Scientists finally figure out what that mysterious bug-eyed ancient creature was all about
Neither shrimp nor vertebrate, Nectocaris pteryx was actually a type of mollusk.
It's not the mythical kraken, but an ancient creature belonging to the largest, nimblest and probably smartest group of invertebrates has jumped out of the fossil record with a different identity than previously thought. That finding restructures a branch on the evolutionary tree.
The tiny mysterious fossil of Nectocaris pteryx — previously described as a shrimp with a chordate tail — is neither a shrimp (an arthropod) nor a chordate (vertebrates and their nearest relatives), but a mollusk, according to a new study detailed in the May 27 issue of the journal Nature.
Don't picture boring mollusks, such as snails, slugs and mussels, however.
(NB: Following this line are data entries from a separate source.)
PR #847, opened 2025-04-08
feat: configure client assertion issuer

tilgovi:
Allow clients to have a custom client assertion issuer so that a client assertion can be issued by a separate identity provider rather than only self-issued.

BREAKING CHANGES: The `Client` interface defines a new method to return the issuer expected in client assertions. Applications that define their own type must implement `Client.GetJSONWebTokenClientAssertionIssuer`.

## Checklist

- [X] I have added the necessary documentation within the code base (if appropriate).

### DIFF
--- a/client.go
+++ b/client.go
@@ -58,6 +58,9 @@ type OpenIDConnectClient interface {
 	// public key used by the client to authenticate.
 	GetJSONWebKeysURI() string
 
+	// GetJSONWebTokenClientAssertionIssuer returns the issuer of client assertions used to authenticate.
+	GetJSONWebTokenClientAssertionIssuer() string
+
 	// JWS [JWS] alg algorithm [JWA] that MUST be used for signing Request Objects sent to the OP.
 	// All Request Objects from this Client MUST be rejected, if not signed with this algorithm.
 	GetRequestObjectSigningAlgorithm() string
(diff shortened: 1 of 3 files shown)


tilgovi:
I did not open a separate issue with a design document because the change being proposed here seems small enough that it might not make sense.

The idea here is that [RFC 7521 Section 6.1](https://datatracker.ietf.org/doc/html/rfc7521#section-6.1) suggests that assertions for client authentication do not need to be self-issued:

> The Subject of the assertion identifies the client.  If the assertion is self-issued by the client, the Issuer of the assertion also identifies the client.

The use of "if" in the second sentence quoted above suggests that the issuer does not need to identify the client if the assertion is not self-issued.

Hydra requires that client assertions have the `client_id` in the `iss` claim, but this feature removes that requirement, enabling Hydra (or other applications) to allow customization of the issue for each client. This feature helps with federation scenarios where another issuer exists already. This scenario is achievable with Hydra today by using JWT authorization grants, but requires managing the trust relationship separately from the client and requires clients to specify the Client ID in a request parameter. Using a client assertion more accurately captures the intent for the client to obtain authorization to act as itself.

tilgovi:
I'm very open to any feedback at all as this is my first fosite contribution.

tilgovi:
I see that there are tests that are failing because they try to build Hydra against this branch. I have a working Hydra branch, but it doesn't have any tests yet.

tilgovi:
Here is the [Hydra branch](https://github.com/ory/hydra/compare/master...tilgovi:hydra:feat-jwt-client-assertion-issuer) in progress.

mitar:
Please rebase from latest master branch to fix CI issues.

Think cuttlefish, squid, and octopi — and yes, even the kraken — which are cephalopods, a member of the mollusk phylum. The 505 million-year-old creature is the oldest recorded cephalopod by about 10 to 15 million years and provides clues about modern cephalopod evolution.
Nectocaris is a miniscule cephalopod at only 2 to 3 inches (5 to 7 centimeters) long. It looks like a cartoon character from a Pixar movie with its bulging eyes and funnel-shaped nozzle that squirts water where one would expect a nose.